━━━ SUPPLIED DATA ━━━

PR #952, opened 2021-05-25
Add buffered write syncer

moisesvega:
This diff addresses comments in https://github.com/uber-go/zap/pull/782 

- Add BufferedWriteSyncer
- Use new Clock Interface for testing 

API for BufferedWriteSyncer:

```
type BufferedWriteSyncer struct {
	WriteSyncer

	Size          int
	FlushInterval time.Duration
	Clock         Clock

	// unexported fields for state
}

buf := &bytes.Buffer{}
ws := &BufferedWriteSyncer{WriteSyncer: AddSync(buf)} //  BufferedWriteSyncer with the default values
ws.Write([]byte("foo"))

 // Close closes the buffer, cleans up background goroutines, and flushes remaining, unwritten data.
ws.Close()
```


zapcore/buffered_write_syncer_bench_test.go
```diff
@@ -0,0 +1,49 @@
...
+
+	"github.com/stretchr/testify/assert"
+)
+
+func BenchmarkBufferedWriteSyncer(b *testing.B) {
+	b.Run("write file with buffer", func(b *testing.B) {
+		file, err := ioutil.TempFile("", "log")
+		assert.NoError(b, err)
+		defer file.Close()
+		defer os.Remove(file.Name())
```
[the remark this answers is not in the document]
moisesvega: Looks like there are some issues with this `b.TempDir()` on go 1.15 there is a know issue https://github.com/golang/go/issues/41062 about this, this issue was solved on 1.16 but exist in 1.15.

For now I will use ioutil as a workaround.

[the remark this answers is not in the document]
abhinav: Oh fun. Nice catch

zapcore/write_syncer_bench_test.go
```diff
@@ -39,7 +42,7 @@ func BenchmarkMultiWriteSyncer(b *testing.B) {
 			}
 		})
 	})
-	b.Run("4", func(b *testing.B) {
+	b.Run("4 discarder", func(b *testing.B) {
```
shirchen, line 45: This looks like a 2 discarder? Any difference between here and on line 33?

zapcore/write_syncer_bench_test.go
```diff
@@ -53,4 +56,38 @@ func BenchmarkMultiWriteSyncer(b *testing.B) {
...
+				w.Write([]byte("foobarbazbabble"))
+			}
+		})
+	})
+}
+
+func BenchmarkWriteSyncer(b *testing.B) {
+	b.Run("write file with no buffer", func(b *testing.B) {
+		file, err := ioutil.TempFile("", "log")
+		assert.NoError(b, err)
```
shirchen, line 81: any reason for catching errors before defering the file removal? Do you even need to manually Close or does os.Remove do that for you?

zapcore/buffered_write_syncer_bench_test.go
```diff
@@ -0,0 +1,49 @@
...
+	"os"
+	"testing"
+
+	"github.com/stretchr/testify/require"
+)
+
+func BenchmarkBufferedWriteSyncer(b *testing.B) {
+	b.Run("write file with buffer", func(b *testing.B) {
+		file, err := ioutil.TempFile("", "log")
+		require.NoError(b, err)
```
shirchen, line 34: same as below, maybe you need to defer before checking for error? dunno if file can get created if TempFile errors. can it?

zapcore/buffered_write_syncer.go
```diff
@@ -0,0 +1,130 @@
...
+
+	if s.Clock == nil {
+		s.Clock = DefaultClock
+	}
+	s.ticker = s.Clock.NewTicker(flushInterval)
+
+	s.writer = bufio.NewWriterSize(s.WriteSyncer, size)
+	s.stop = make(chan struct{})
+	s.initialized = true
+	go s.flushLoop()
```
shirchen, line 75: dunno, i recall having discussions with @abhinav about this before, but i think i prefer if go routines start not in loadConfig but below, in Write function. However, I may be wrong here.

zapcore/write_syncer_bench_test.go
moisesvega: This benchmark already exist in master branch. The idea to add this text to provide more context in the benchmark. 

Here the `4 discarder` refers that we are benchmarking `NewMultiwriterSyncer` with 4 `ztest.Discarder{}` 

With the new `BufferedWriteSyncer` there is a need to make a distinction to make sure the benchmark shows the proper information between benchmarks. 
```
BenchmarkMultiWriteSyncer/2_discarder-4         	41213204	        66.5 ns/op	      16 B/op	       1 allocs/op
BenchmarkMultiWriteSyncer/4_discarder-4         	19545279	        72.0 ns/op	      16 B/op	       1 allocs/op
BenchmarkMultiWriteSyncer/4_discarder_with_buffer-4         	 8759560	       143 ns/op	      16 B/op	       1 allocs/op
```

zapcore/buffered_write_syncer.go
```diff
@@ -0,0 +1,130 @@
...
+)
+
+// A BufferedWriteSyncer is a WriteSyncer that can also flush any buffered data
+// with the ability to change the buffer size, flush interval and Clock.
+// The default values are; Size 256kb, FlushInterval 30s.
+type BufferedWriteSyncer struct {
+	WriteSyncer
+
+	Size          int
+	FlushInterval time.Duration
```
abhinav, line 36: minor nit: we should specify the defaults above the fields as we document the fields:

```
// Size specifies the maximum amount of data the writer will buffer before
// flushing. Defaults to 256 kB.

// FlushInterval specifies how often the writer should flush data if there
// have been no writes. Defaults to 30 seconds.
```

zapcore/buffered_write_syncer.go
```diff
@@ -0,0 +1,130 @@
...
+	Clock         Clock
```
abhinav, line 37: let's document this too

```
// Clock, if specified, provides control of the source of time for the
// writer. Uses the system clock by default.
```

zapcore/buffered_write_syncer.go
abhinav: In this case, loadConfig is like our constructor. Compare the following two:

```
func NewFoo(...) *Foo { /* initialize internals */ }

func (*Foo) DoThing() { ... }

// versus

type Foo struct{}

func (*Foo) loadConfig() { /* initialize internals */ }

func (f *Foo) DoThing() {
  if !f.loaded { f.loadConfig() }
  ...
}
```

So loadConfig is effectively doing the job of the constructor, in which case it makes sense to spawn the goroutine there because all initialization should happen in the same place. (Spawning the goroutine is part of initialization here because there will only ever be one goroutine per instance of this object, tied to that object. If we were spawning goroutines on a per-request basis, then that would be in Write.)

zapcore/buffered_write_syncer.go
```diff
@@ -0,0 +1,130 @@
...
+const (
+	// _defaultBufferSize specifies the default size used by Buffer.
+	_defaultBufferSize = 256 * 1024 // 256 kB
+
+	// _defaultFlushInterval specifies the default flush interval for
+	// Buffer.
+	_defaultFlushInterval = 30 * time.Second
+)
+
+func (s *BufferedWriteSyncer) loadConfig() {
```
abhinav, line 56: minor naming: can we name this init or initialize because the bool is called initialize. Or we can name the bool "loaded" and call this "load", but I'm more in favor of init or initialize.

zapcore/buffered_write_syncer.go
```diff
@@ -0,0 +1,130 @@
...
+	if flushInterval == 0 {
+		flushInterval = _defaultFlushInterval
+	}
+
+	if s.Clock == nil {
+		s.Clock = DefaultClock
+	}
+	s.ticker = s.Clock.NewTicker(flushInterval)
+
+	s.writer = bufio.NewWriterSize(s.WriteSyncer, size)
```
abhinav, line 72: minor optimization on the WriteSyncer:
since BufferedWriteSyncer is already thread-safe, we can optimize this a bit if s.WriteSyncer was wrapped with [`zapcore.Lock`](https://github.com/uber-go/zap/blob/v1.17.0/zapcore/write_syncer.go#L56).

```
writer := s.WriteSyncer
if w, ok := writer.(*lockedWriteSyncer); ok {
  writer = w.ws // don't double lock
}
s.writer = bufio.NewWriterSize(writer, size)
```

zapcore/buffered_write_syncer.go
```diff
@@ -0,0 +1,130 @@
...
+package zapcore
+
+import (
+	"bufio"
+	"sync"
+	"time"
+)
+
+// A BufferedWriteSyncer is a WriteSyncer that can also flush any buffered data
+// with the ability to change the buffer size, flush interval and Clock.
```
abhinav, line 30: We should probably mention that the WriteSyncer is safe for concurrent use.

```
// BufferedWriteSyncer is safe for concurrent use. You don't need to use
// zapcore.Lock for WriteSyncers with BufferedWriteSyncer.
```

zapcore/buffered_write_syncer_bench_test.go
abhinav: Na, you shouldn't defer until after the check. Consider,

```
foo, err := acquireSomeResource()
defer foo.Close()
if err != nil { return err }
```

The contract for cases like this is that `foo` is unusable and/or invalid if `err != nil`. So if you `defer` first, then it'll try to run `foo.Close()` when you return, but since `err != nil`, `foo` was invalid so `foo.Close` will probably fail -- might even panic.

abhinav (commented):
Sorry for the delay. I'll look at the next iteration quicker!

zapcore/buffered_write_syncer_bench_test.go
shirchen: sweet, im totally off here, thanks for TIL.

zapcore/write_syncer_bench_test.go
shirchen: Sorry, what i meant is that i dont see a difference between benchmarks on 33:44 and 45:58. They look the same to me.

zapcore/buffered_write_syncer.go
```diff
@@ -0,0 +1,131 @@
...
+		if err := s.writer.Flush(); err != nil {
+			return 0, err
+		}
+	}
+
+	return s.writer.Write(bs)
+}
+
+// Sync flushes buffered log data into disk directly.
+func (s *BufferedWriteSyncer) Sync() error {
```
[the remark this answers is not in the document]
moisesvega: Now that we have a reference to the wrapped `WriteSyncer`, Should we enforce `WriteSyncer` to not be nil at initialization?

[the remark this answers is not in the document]
abhinav: If we validate non-nil, will we error on Write, or panic?

FWIW, comparable APIs like [LimitedReader](https://golang.org/src/io/io.go?s=15635:15692#L456) just assume you gave them a non-nil value, and let it panic if not set.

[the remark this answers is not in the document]
moisesvega: Sounds reasonable as the outcome won't change even if we check for non-nil values. It will panic if not set.

zapcore/write_syncer_bench_test.go
moisesvega: These test are practically the same just with more `ztest.Discarder{}`. For context this test exist since 2017

shirchen: derp, the last 2 are hidden in the review. sorry, it took me a minute to see that they get cut off in the code review. carry on.

zapcore/buffered_write_syncer_test.go
```diff
@@ -0,0 +1,117 @@
...
+		requireWriteWorks(t, ws)
+		assert.Equal(t, "", buf.String(), "Unexpected log calling a no-op Write method.")
+		requireWriteWorks(t, ws)
+		assert.Equal(t, "foo", buf.String(), "Unexpected log string")
+		assert.NoError(t, ws.Close())
+	})
+
+	t.Run("with lockedWriteSyncer", func(t *testing.T) {
+		buf := &bytes.Buffer{}
+		ws := &BufferedWriteSyncer{WriteSyncer: &lockedWriteSyncer{ws: AddSync(buf)}, Size: 5}
```
abhinav, line 80: For the sake of hiding internal details, we should probably use `zapcore.Lock` here to build the lockedWriteSyncer.
```suggestion
		ws := &BufferedWriteSyncer{WriteSyncer: Lock(AddSync(buf)), Size: 5}
```

abhinav (commented):
Mostly LGTM. For the wrap-twice case, can we add a test with an explicit sync to verify that the inner BufWriter was also flushed?

zapcore/buffered_write_syncer.go
```diff
@@ -0,0 +1,147 @@
...
+}
+
+// Write writes log data into buffer syncer directly, multiple Write calls will be batched,
+// and log data will be flushed to disk when the buffer is full or periodically.
+func (s *BufferedWriteSyncer) Write(bs []byte) (int, error) {
+	s.mu.Lock()
+	defer s.mu.Unlock()
+
+	if !s.initialized {
+		s.initialize()
```
shirchen, line 102: This is a bool, so having this check in the hot path should be cheap, so this is fine. In any case, it's too late to redesign the API.

zapcore/buffered_write_syncer_bench_test.go
```diff
@@ -0,0 +1,49 @@
...
+		defer file.Close()
```
shirchen, line 35: I think this can return an error which we need to catch. Also in example in https://golang.org/pkg/io/ioutil/#TempFile i dont think they manually close the file.

shirchen (commented):
lgtm, just nits about closing files in tests and not needing to manually closing files.

zapcore/buffered_write_syncer_bench_test.go
abhinav: Which example are you talking about? Both examples linked there close the files at the end; they just don't use defer.
ioutil.TempFile returns an open file so we always need to close it.

RE: error: yeah, we can/should handle that. We can probably combine the two defers into a single one with two NoErrors:

```
defer func() {
  assert.NoError(t, file.Close())
  assert.NoError(t, os.Remove(file.Name())
}()
```

shirchen: Question is whether a separate explicit `file.Close` is needed or `os.Remove(file.Name())` is necessary. When @moisesvega experimented, it looked like Removing will close the file for you so a separate Close statement may be redundant and unnecessary.

abhinav: I would think that from a hygiene perspective, we'd always want to close the file descriptor once we were done with it regardless of what we were doing with the file afterwards. We shouldn't leave the file descriptor open when we get around to deleting the file; that just seems icky.

zapcore/buffered_write_syncer_test.go
```diff
@@ -0,0 +1,117 @@
...
+
+	t.Run("wrap twice", func(t *testing.T) {
+		buf := &bytes.Buffer{}
+		bufsync := &BufferedWriteSyncer{WriteSyncer: AddSync(buf)}
+		ws := &BufferedWriteSyncer{WriteSyncer: bufsync}
+		requireWriteWorks(t, ws)
+		assert.Equal(t, "", buf.String(), "Unexpected log calling a no-op Write method.")
+		assert.NoError(t, ws.Close())
+		assert.NoError(t, bufsync.Close())
+		assert.Equal(t, "foo", buf.String(), "Unexpected log string")
```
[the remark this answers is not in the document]
moisesvega: 👍

zapcore/buffered_write_syncer_bench_test.go
moisesvega: The file descriptor does not close automatically after removing the file. If we don't close the file descriptor we would rely on the Garbage Collector to close it. This could lead to a file descriptor leak. Best practice here is run `file.Close` then `os.Remove`.

I will add the asserts inside of a defer function just to make sure that `close` and `remove` run without errors.

shirchen: thanks!

shirchen (approved):
lgtm but wait for @abhinav 's stamp too.

abhinav (approved):

zapcore/buffered_write_syncer.go
```diff
@@ -0,0 +1,147 @@
...
+		}
+	}
+}
+
+// Close closes the buffer, cleans up background goroutines, and flushes
+// remaining, unwritten data. This will not close the underlying WriteSyncer.
+func (s *BufferedWriteSyncer) Close() error {
+	s.ticker.Stop()
+	close(s.stop)
+	return s.Sync()
```
prashantv, line 146: Can we wait for the background goroutine to stop before returning here? It leads to:
 * no goroutine running after `Close` guaranteed
 * avoids odd cases where a `Sync` can happen *after* the `Close` returns

abhinav:
No, we don't want a merge commit for this. Reverting.

zapcore/buffered_write_syncer.go
```diff
@@ -0,0 +1,147 @@
...
+			return
+		}
+	}
+}
+
+// Close closes the buffer, cleans up background goroutines, and flushes
+// remaining, unwritten data. This will not close the underlying WriteSyncer.
+func (s *BufferedWriteSyncer) Close() error {
+	s.ticker.Stop()
+	close(s.stop)
```
prashantv, line 145: Since this will panic if we do it twice, do we want to explicitly call out that `Close` must only be called once, or put some protection here in case `Close` is called twice?

zapcore/buffered_write_syncer.go
```diff
@@ -0,0 +1,147 @@
...
+			// and we return any error from Sync() as part of the close
+			_ = s.Sync()
+		case <-s.stop:
+			return
+		}
+	}
+}
+
+// Close closes the buffer, cleans up background goroutines, and flushes
+// remaining, unwritten data. This will not close the underlying WriteSyncer.
```
prashantv, line 142: The warning that this will not close the underlying `WriteSyncer` makes me wonder if `Close` is a little surprising. Would this be better named something else like `Stop` to make it very clear that it doesn't close the underlying writer?

abhinav:
Reopened in #961  @prashantv

zapcore/buffered_write_syncer.go
abhinav: Reasonable. Renaming.

moisesvega: Sounds good. `Stop` makes more sense in the context of this specific writer.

━━━

WORK REQUIRED: Your task is to copy every line of the entries that contains the string "Sounds".

RESULT:
moisesvega: Sounds reasonable as the outcome won't change even if we check for non-nil values. It will panic if not set.
moisesvega: Sounds good. `Stop` makes more sense in the context of this specific writer.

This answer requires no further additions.